### RECORDS PROVIDED

PR #31, opened 2024-05-13
Upgrading codecov dependency

erikbosch:
Seems to be working. Well - upload does not work due to a limit for tokenless update, likely same problem as we often see for v3. Will do a retry tomorrow morning when it maybe is lower load as the Americans are sleeping.

_It is MAYBE so that we could add a token to the fork, but we cannot expect that all forks have a suitable token, and it seems to imply that we enable codecov for that particular organization_

`
error - 2024-05-13 14:46:53,425 -- Report creating failed: {"detail":"Tokenless has reached GitHub rate limit. Please upload using a token: https://docs.codecov.com/docs/adding-the-codecov-token. Expected available in 924 seconds."}`

### DIFF
--- a/.github/workflows/kuksa_databroker_build.yml
+++ b/.github/workflows/kuksa_databroker_build.yml
@@ -87,11 +87,11 @@ jobs:
       - name: Generate code coverage
         run: cargo llvm-cov --all-features --workspace --lcov --output-path lcov.info
       - name: Upload coverage to Codecov
-        # To use v4 a token must be specifed by "token: ${{ secrets.CODECOV_TOKEN }}""
         # Uploaded result available at https://app.codecov.io/gh/eclipse-kuksa/kuksa-databroker
-        uses: codecov/codecov-action@v3
+        uses: codecov/codecov-action@v4
         with:
           files: lcov.info
+          token: ${{ secrets.CODECOV_TOKEN }}
 
   build:
     name: Build


SebastianSchildt:
Ok, just saw the error, but let me summarize what we see here

 - For PRs like this the secret in our orga is not available, thus the Action tries "tokenless"
 - It may likely hit the rate limit, and print a message in logs, but the CI is still green (which I think it ok)
 - If we would merge something in main, of course CI runs in context ouf our orga, and thus Uplaod should work

If we want more regular suceeding upload (and leave a bit of bandwidth for outside contributors), we could add a similarly named token to the orga we mostly do PRs from, and it would to tokenized upload

Anyway, as I have seen the repo idle for a bit, I will try manually retriggering the run, to see what happens when it can upload


Maybe in the long run, there might be a way, where the PR only generated Codevov input file and saves it as artefact, and we have another workflow running on something like

```
on:
  workflow_run:
    workflows: ["CodeCov prep"]  # List of workflows to wait for
    types:
      - completed
```

But anyway, no idea that is working, more. logn term idea (this would need somehow to identify the run in question, find the artifct AND give Codecove all neccessary meta data, sommaybe not even possible)

SebastianSchildt (approved):
Seems to work as expected

Just maybe we want to configure/fine-tune  on what conditions this reports failure

erikbosch:
@SebastianSchildt - what we possibly should follow up is what is reported as "base". In the image below it uses a quite old version (17 commits!) , possibly because it was that long time ago we last had a successful upload for main.

image

PR #32, opened 2024-05-14
Adding subscription_id and stream_response_time_ns to subscribe response metadata [ --feature stats ]

LikhithST:
Adding metadata related to "time to process requests" for set and subscribe calls, adding under the feature stats


databroker/src/broker.rs
```diff
@@ -153,17 +153,49 @@ pub struct QuerySubscription {
     permissions: Permissions,
 }
 
+#[cfg(not(feature="stats"))]
```
erikbosch, line 156: If intended for main branch, should we possibly somewhere document what the feature "stats" is intended for and how it works.

argerus (changes requested):
So first of all, this change is way too intrusive for what I'm guessing is the intended purpose, so a short description of what the PR intends to accomplish would be good.

Secondly, if the intent is to collect metrics from a running databroker instance, have you looked into using the [`tracing`](https://docs.rs/tracing/latest/tracing/) library (which databroker already uses for logging) in order to collect these things and wire it up to open telemetry or something in order to subscribe to it?

data/vss-core/vss_release_4.0.json
```diff
@@ -1 +1 @@
...
...pdates-j3016-automated-driving-graphic taxonomy. For SAE levels 3 and 4 the system is required to alert the driver before it will disengage. Level 4 systems are required to reach a safe state even if a driver does not take over. Only level 5 systems are required to not rely on a driver at all. While level 2 systems require the driver to be monitoring the system at all times, many level 2 systems, often termed \"level 2.5\" systems, do warn the driver shortly before reaching their operational limits, therefore we also support the DISENGAGING state for SAE_2.", "datatype": "string", "description": "Indicates the currently active level of autonomy according to SAE J3016 taxonomy.", "type": "sensor", "uuid": "b101c6928fc55948b1cc485e568ecd8d" }, "CruiseControl": { "children": { "IsActive": { "datatype": "boolean", "description": "Indicates if cruise control system is active (i.e. actively controls speed). True = Active. False = Inactive.", "type": "actuator", "uuid": "78ab5ce923dc5aa1a6622bcb948e1561" }, "IsEnabled": { "datatype": "boolean", "description": "Indicates if cruise control system is enabled (e.g. ready to receive configurations and settings) True = Enabled. False = Disabled
```
erikbosch, line 1: What changes have you done here?

dockerfile
```diff
@@ -0,0 +1,16 @@
+# Use the latest version of the Rust base image
```
erikbosch, line 1: I find a bit confusing to have one dockerfile here and others in https://github.com/eclipse-kuksa/kuksa-databroker/blob/main/scripts/Dockerfile

What is the difference between them. Should better be described somewhere.

Latency_Extractor_ReadMe.md
```diff
@@ -0,0 +1,49 @@
...
+
+This command will stop and remove the containers defined in the Docker Compose configuration.
+
+## Additional Information
+
+[Kuksa Data Broker Github Repo](https://github.com/eclipse-kuksa/kuksa-databroker).
+
+---
+
+By following these steps, you will be able to build and run the Kuksa Data Broker with the stats feature enabled. If you encounter any issues or have further questions, please refer to the official documentation or seek support from the community.
```
erikbosch, line 49: If we are to add a stats feature we should better have a better description on what it does. Like what stats does it collect and how can you review them. I would suggest adding some screenshots - it seems that we start a grafan instance, what would you be able to see there and so on.

Latency_Extractor_ReadMe.md
```diff
@@ -0,0 +1,49 @@
+
+# Kuksa Data Broker
```
erikbosch, line 2: If we are to merge this PR I would like a link from the main README to this file

erikbosch:
There are conflicts that needs to be fixed

lukasmittag:
Hey @LikhithST, for now I'm closing this. As discussed we will work on a fork on this. We then can decide to open a PR with some things that we also want here. @erikbosch thanks for taking a look, without context this PR can be confusing. @LikhithST thanks for the work you have done so far.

######

TASK DESCRIPTION:
Give back all of the data exactly, with every line intact.

WRITTEN SOLUTION:
PR #31, opened 2024-05-13
Upgrading codecov dependency

erikbosch:
Seems to be working. Well - upload does not work due to a limit for tokenless update, likely same problem as we often see for v3. Will do a retry tomorrow morning when it maybe is lower load as the Americans are sleeping.

_It is MAYBE so that we could add a token to the fork, but we cannot expect that all forks have a suitable token, and it seems to imply that we enable codecov for that particular organization_

`
error - 2024-05-13 14:46:53,425 -- Report creating failed: {"detail":"Tokenless has reached GitHub rate limit. Please upload using a token: https://docs.codecov.com/docs/adding-the-codecov-token. Expected available in 924 seconds."}`

### DIFF
--- a/.github/workflows/kuksa_databroker_build.yml
+++ b/.github/workflows/kuksa_databroker_build.yml
@@ -87,11 +87,11 @@ jobs:
       - name: Generate code coverage
         run: cargo llvm-cov --all-features --workspace --lcov --output-path lcov.info
       - name: Upload coverage to Codecov
-        # To use v4 a token must be specifed by "token: ${{ secrets.CODECOV_TOKEN }}""
         # Uploaded result available at https://app.codecov.io/gh/eclipse-kuksa/kuksa-databroker
-        uses: codecov/codecov-action@v3
+        uses: codecov/codecov-action@v4
         with:
           files: lcov.info
+          token: ${{ secrets.CODECOV_TOKEN }}
 
   build:
     name: Build


SebastianSchildt:
Ok, just saw the error, but let me summarize what we see here

 - For PRs like this the secret in our orga is not available, thus the Action tries "tokenless"
 - It may likely hit the rate limit, and print a message in logs, but the CI is still green (which I think it ok)
 - If we would merge something in main, of course CI runs in context ouf our orga, and thus Uplaod should work

If we want more regular suceeding upload (and leave a bit of bandwidth for outside contributors), we could add a similarly named token to the orga we mostly do PRs from, and it would to tokenized upload

Anyway, as I have seen the repo idle for a bit, I will try manually retriggering the run, to see what happens when it can upload


Maybe in the long run, there might be a way, where the PR only generated Codevov input file and saves it as artefact, and we have another workflow running on something like

```
on:
  workflow_run:
    workflows: ["CodeCov prep"]  # List of workflows to wait for
    types:
      - completed
```

But anyway, no idea that is working, more. logn term idea (this would need somehow to identify the run in question, find the artifct AND give Codecove all neccessary meta data, sommaybe not even possible)

SebastianSchildt (approved):
Seems to work as expected

Just maybe we want to configure/fine-tune  on what conditions this reports failure

erikbosch:
@SebastianSchildt - what we possibly should follow up is what is reported as "base". In the image below it uses a quite old version (17 commits!) , possibly because it was that long time ago we last had a successful upload for main.

image

PR #32, opened 2024-05-14
Adding subscription_id and stream_response_time_ns to subscribe response metadata [ --feature stats ]

LikhithST:
Adding metadata related to "time to process requests" for set and subscribe calls, adding under the feature stats


databroker/src/broker.rs
```diff
@@ -153,17 +153,49 @@ pub struct QuerySubscription {
     permissions: Permissions,
 }
 
+#[cfg(not(feature="stats"))]
```
erikbosch, line 156: If intended for main branch, should we possibly somewhere document what the feature "stats" is intended for and how it works.

argerus (changes requested):
So first of all, this change is way too intrusive for what I'm guessing is the intended purpose, so a short description of what the PR intends to accomplish would be good.

Secondly, if the intent is to collect metrics from a running databroker instance, have you looked into using the [`tracing`](https://docs.rs/tracing/latest/tracing/) library (which databroker already uses for logging) in order to collect these things and wire it up to open telemetry or something in order to subscribe to it?

data/vss-core/vss_release_4.0.json
```diff
@@ -1 +1 @@
...
...pdates-j3016-automated-driving-graphic taxonomy. For SAE levels 3 and 4 the system is required to alert the driver before it will disengage. Level 4 systems are required to reach a safe state even if a driver does not take over. Only level 5 systems are required to not rely on a driver at all. While level 2 systems require the driver to be monitoring the system at all times, many level 2 systems, often termed \"level 2.5\" systems, do warn the driver shortly before reaching their operational limits, therefore we also support the DISENGAGING state for SAE_2.", "datatype": "string", "description": "Indicates the currently active level of autonomy according to SAE J3016 taxonomy.", "type": "sensor", "uuid": "b101c6928fc55948b1cc485e568ecd8d" }, "CruiseControl": { "children": { "IsActive": { "datatype": "boolean", "description": "Indicates if cruise control system is active (i.e. actively controls speed). True = Active. False = Inactive.", "type": "actuator", "uuid": "78ab5ce923dc5aa1a6622bcb948e1561" }, "IsEnabled": { "datatype": "boolean", "description": "Indicates if cruise control system is enabled (e.g. ready to receive configurations and settings) True = Enabled. False = Disabled
```
erikbosch, line 1: What changes have you done here?

dockerfile
```diff
@@ -0,0 +1,16 @@
+# Use the latest version of the Rust base image
```
erikbosch, line 1: I find a bit confusing to have one dockerfile here and others in https://github.com/eclipse-kuksa/kuksa-databroker/blob/main/scripts/Dockerfile

What is the difference between them. Should better be described somewhere.

Latency_Extractor_ReadMe.md
```diff
@@ -0,0 +1,49 @@
...
+
+This command will stop and remove the containers defined in the Docker Compose configuration.
+
+## Additional Information
+
+[Kuksa Data Broker Github Repo](https://github.com/eclipse-kuksa/kuksa-databroker).
+
+---
+
+By following these steps, you will be able to build and run the Kuksa Data Broker with the stats feature enabled. If you encounter any issues or have further questions, please refer to the official documentation or seek support from the community.
```
erikbosch, line 49: If we are to add a stats feature we should better have a better description on what it does. Like what stats does it collect and how can you review them. I would suggest adding some screenshots - it seems that we start a grafan instance, what would you be able to see there and so on.

Latency_Extractor_ReadMe.md
```diff
@@ -0,0 +1,49 @@
+
+# Kuksa Data Broker
```
erikbosch, line 2: If we are to merge this PR I would like a link from the main README to this file

erikbosch:
There are conflicts that needs to be fixed

lukasmittag:
Hey @LikhithST, for now I'm closing this. As discussed we will work on a fork on this. We then can decide to open a PR with some things that we also want here. @erikbosch thanks for taking a look, without context this PR can be confusing. @LikhithST thanks for the work you have done so far.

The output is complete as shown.